Anyhow-this is how it sits today
Stingray died at LFS.....So I bought another big P-bass for shits and giggles

http://static.photobucket.com/player.swf


----------



## Guest

Does your Pacu stir up the sand much AK?? I love that fish







like a big dog that lives in the water.


----------



## BRUNER247

Damn. P-bass sounded interesting too.


----------



## AKSkirmish

ksls said:


> Damn. P-bass sounded interesting too.


lol
What?


----------



## BRUNER247

Can't see


----------



## AKSkirmish

I see
Although not sure why you can't view....


----------



## bob351

looking amazing i love that tank... the p-bass look awesome and they should put on a bunch of size in no time, they get hugeee


----------



## AKSkirmish

bob351 said:


> looking amazing i love that tank... the p-bass look awesome and they should put on a bunch of size in no time, they get hugeee


Thanks.
I bought a new HD video recorder...Hopefully I can obtain a proper vid of my tank here shortly......Maybe even capture the quality of my fish instead of a darn pic all the time...lol

To give an idea on size of bass the pacu is a solid 23 inch in length.....


----------



## Guest

Can't wait to see HD video of this amazing setup AK









I also need to get myself an HD video camera! What did you end up getting?


----------



## AKSkirmish

ksls said:


> Can't wait to see HD video of this amazing setup AK
> 
> 
> 
> 
> 
> 
> 
> 
> 
> I also need to get myself an HD video camera! What did you end up getting?


Nothing special really
Just one of them newer go pro setups. Hopefully after reading reviews and such-It may just produce a vid worth a crap-lol

Thanks.I have to come to a conclusion pretty soon on driftwood...My pacu is running out of space.Not too sure if I wont remove it before long and have a bare tank...Minus the sand.....


----------



## Piranha-Freak101

WOW !


----------



## AKSkirmish

Appreciated


----------



## DiPpY eGgS

Thanks for posting!

Please keep us updated!

Those P-bass are super stunning..

How about a feeding vid?

GREAT TANK!


----------



## His Majesty

thanks for sharing the video AK. love you 500g.


----------



## AKSkirmish

DiPpY eGgS said:


> Thanks for posting!
> 
> Please keep us updated!
> 
> Those P-bass are super stunning..
> 
> How about a feeding vid?
> 
> GREAT TANK!


So far they have been being picky eaters......Only yesterday did one of them finally eat well........In due time I can get one though....


----------



## WhiteLineRacer

Thats a mad tank, very nice set up.
It's a bummer the Ray died, all that gravel and work. Are you getting another?

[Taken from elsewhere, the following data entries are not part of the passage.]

PR #1277, opened 2025-12-14
Typed zip

Aidan63:
Haxe side : https://github.com/HaxeFoundation/haxe/pull/12453

There are a few changes here.

"include/hx/zip" contains the hxcpp zip public api headers, "src/hx/zip/zlib" contains the zlib implementation of this api.

The "src/hx/zip/Build.xml" file will select the zlib implementation unless "HXCPP_ZIP_XML" is defined in which case the xml in that file is used instead. This allows providing custom implementations of the zip api without needing to fork hxcpp or shadow the haxe std library types to patch the build xml meta.

I've removed the 500 api level guards from the new View type and updated the old `_hx_inflate` and `_hx_deflate` c functions to call the new zip api. This allows us to have haxe 4 compatibility without needing to keep around the old implementation.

Ever thought of a putting a short nosed gar in there?


----------



## AKSkirmish

WhiteLineRacer said:


> Thats a mad tank, very nice set up.
> It's a bummer the Ray died, all that gravel and work. Are you getting another?
> 
> Ever thought of a putting a short nosed gar in there?


Thanks

I have given up on a ray----I was gun ho at first to get it-But figured since it died-It just wasn't to be....

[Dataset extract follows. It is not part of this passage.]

PR #1298, opened 2026-01-24
C++11 std mutex and condition variable

Aidan63:
Replaces the old implementation which had a bunch of ifdefs depending on the platform. Now we have a single implementation using the C++ `std` types. I would have done the same for `Lock` but for some reason it took until C++20 to get a semaphore type...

I have not thought about Gars.....I have to have other stock that will give way to my Pacu-From what I understand-Gars are not that way.....


----------



## AKSkirmish

Little guy in fishy heaven now
Decided he would try life outside of tank..........R.I.P little buddy......


----------



## lorteti hr

hey mate...video is awesome







fish looks great..I like that huge tank..can I ask you something??I can t find a food for my clown knife,spend lots of money to find what he likes but no luck...at the first he likes a food for plecko and other cleaner fish(small sinking tablets)do you think that he would like small fish,something like guppy or I don t know,don t have a clue what to do....
and sorry for your loss man....


----------



## AKSkirmish

lorteti hr said:


> hey mate...video is awesome
> 
> 
> 
> 
> 
> 
> 
> fish looks great..I like that huge tank..can I ask you something??I can t find a food for my clown knife,spend lots of money to find what he likes but no luck...at the first he likes a food for plecko and other cleaner fish(small sinking tablets)do you think that he would like small fish,something like guppy or I don t know,don t have a clue what to do....
> and sorry for your loss man....


I'm honestly the last one to ask about feeding a CK man....I can not break mine off of feeders after 6 years of owning it....Mine is very stubborn.I have almost killed him on several occasions trying to break his ass.....

But if he is on pellets of some sort-there should be hope.The last thing you want to due is get it on feeders...You have no idea on how exspensive it will get trying to feed a 2FT CK on feeders......I spend ridiculous amount of money on keeping mine fed. so do everything you can to keep it on a pellet or prepared food (mussels,whitefish,shrimp,worms,etc,etc)......


----------



## lorteti hr

thank you very much man....I m gonna try with shrimps tomorrow....sorry for bumping in your post like that....


----------



## AKSkirmish

Welcome...No worries on my thread man...As you can tell around here....Freshwater topic dont get much travel.......


----------